- Opening Delimiter -

Issue #2630, opened 2025-02-14
Copy updates to Modal & other components to backend dashboard


taoeffect:
### Problem

Some updates were made recently to the behavior of `Modal.vue` and related components, as well as possibly other important components.

But these updates haven't been copied over to the copies that are under `backend/dashboard`.

### Solution

Copy them over and verify they work properly.

SebinSong:
@taoeffect 

### 1.
> Some updates were made recently to the behavior of Modal.vue

The recent updates I made to `Modal.vue` were bug-fixes for when two modals being displayed at the same time.
(Eg. A failure in group-creation modal leads to displaying an error prompt -> Then clicking the close button on the prompt does nothing. -> user is forced to refresh the app. This is one bug I fixed)

When I built the Modal system in the back-end dashboard, I did not implement this double modals concept because it brings extra complexity in the logic vs. there did not seem to be much benefit from it yet.

But I do think this Prompt dialog below would be useful for the project for various purposes.

<img src='https://github.com/user-attachments/assets/5b62a8fb-63a2-4a51-9019-0a1feef049d1' width='460'>

So, let me build this for Chelonia dashboard and also and work on ensuring it can display a prompt and a modal at the same time(The logic might not be exactly the same as that in GI)


### 2.
>  as well as possibly other important components.

Just took some time to search for some potentially useful UIs and for now I've found these two:

(1) Pills

<img src='https://github.com/user-attachments/assets/52bcf01d-82d8-49e5-b86b-edfd017cd280' width='420'>

(2) Character limit indicator UI

<img src='https://github.com/user-attachments/assets/055ab8df-642e-4908-9bd9-aa084b93e6d3' width='420'>

I will build these two too and add them to existing pages for demonstration.

SebinSong:
## DEV Progress Checklist

- [x] **1.** Build `Prompt.vue` / ensure it works as a modal on top of modal situation as well. (**status**: done ✅)

<img src='https://github.com/user-attachments/assets/4fe0a8aa-950c-4e78-ad68-c86c32c84b27' width='430'>

- [x] **2.** Build `CharLimitIndicator.vue` (**status**: done ✅)

<img src='https://github.com/user-attachments/assets/2dc79daf-b71e-4eb7-ae32-c785a3d6297c' width='570'>


- [x] **3.** Implement design for pills UI element. (**status**: done ✅)

[...]

PR #2743, opened 2025-04-07
#2492 - Tooltip issue on iOS-Safari

### LINKED ISSUE #2492: Cannot close tooltip on iOS
### Problem

On iOS, there is no way for a user to close a tooltip on a page except by opening a different tooltip.
The tooltips do disappear if the user opens the nav menu or switches away from the tab/page/screen showing the tooltip.

Note: This is the remaining issue from #2450 , which seems to be iOS only, as it has not been reproducible on Android.

### Solution

Tooltip should be closable. Clicking on other links/buttons or clicking on a random position in the background should close the tooltip.

SebinSong:
closes #2492 

**[ video recording for bug-fix ]**

https://github.com/user-attachments/assets/54f8c25d-df93-48a0-b2f4-f977a5436b5d

The issue happens because `blur` event does not fire on iOS Safari when user touches outside a target element. I've tried various other events suggested on the internet(eg. `mouseout`, `focusout` etc..) but nothing worked. So had to implement a workaround logic that uses `touchstart` event attached to `document.body` (details are commented inline).

### DIFF
--- a/frontend/views/components/Tooltip.vue
+++ b/frontend/views/components/Tooltip.vue
@@ -144,6 +144,19 @@ export default ({
         this.isActive = false
       }
     },
+    isIOSSafari () {
+      const ua = window.navigator.userAgent
+      return /iP(hone|od|ad)/.test(ua) && /Safari/.test(ua)
+    },
+    hideTooltipOnTouchOutside (e) {
+      // NOTE: This is a fix for the iOS-Safari-only issue https://github.com/okTurtles/group-income/issues/2492
+      //       where the tooltip does not close when the user touches outside the tooltip.
+      //       The issue happens because 'blur' event in iOS-Safari does not fire and as a workaround,
+      //       we listen for 'touchstart' event attached to the document.body and manually check if user touches outside the tooltip wrapper.
+      if (this.isActive && !this.triggerDOM.contains(e.target)) {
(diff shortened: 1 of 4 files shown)


frontend/views/components/Tooltip.vue
```diff
@@ -333,6 +352,10 @@ export default ({
     this.triggerDOM.removeEventListener('mouseleave', this.hide)
     this.triggerDOM.removeEventListener('focus', this.show)
     this.triggerDOM.removeEventListener('blur', this.hide)
+
```
taoeffect, line 355: Above this the LLMs found a significant typo:

`beforeDestory` => `beforeDestroy`

taoeffect (changes requested):
Great work @SebinSong!

Especially great comments! 👍 

Only one minor (but important) issue found, commented below.

Also, could you please update the `Tooltip.vue` file that's on the backend dashboard to have all these changes too?

SebinSong:
@taoeffect 
> Also, could you please update the Tooltip.vue file that's on the backend dashboard to have all these changes too?

I can take care of that as part of https://github.com/okTurtles/group-income/issues/2630 (Probably next week).

taoeffect (approved):
Awesome!

PR #2747, opened 2025-04-11
Running tests sequentially

### LINKED ISSUE #2740: Cypress: `group-chat-message.spec.js` fails with "Received login event but there already is an active session" error.
### Problem
Since merging the latest `master`, running cypress test locally fails with below error in `group-chat-message.spec.js`.

Image

### Solution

- Closing Delimiter -

#### Exercise:
Out of the listing above, reproduce exactly the lines from the one with "if (this.isActive &&" up to and including the one with "update the Tooltip.vue".

#### Response area:
+      if (this.isActive && !this.triggerDOM.contains(e.target)) {
(diff shortened: 1 of 4 files shown)


frontend/views/components/Tooltip.vue
```diff
@@ -333,6 +352,10 @@ export default ({
     this.triggerDOM.removeEventListener('mouseleave', this.hide)
     this.triggerDOM.removeEventListener('focus', this.show)
     this.triggerDOM.removeEventListener('blur', this.hide)
+
```
taoeffect, line 355: Above this the LLMs found a significant typo:

`beforeDestory` => `beforeDestroy`

taoeffect (changes requested):
Great work @SebinSong!

Especially great comments! 👍 

Only one minor (but important) issue found, commented below.

Also, could you please update the `Tooltip.vue` file that's on the backend dashboard to have all these changes too?

SebinSong:
@taoeffect 
> Also, could you please update the Tooltip.vue file that's on the backend dashboard to have all these changes too?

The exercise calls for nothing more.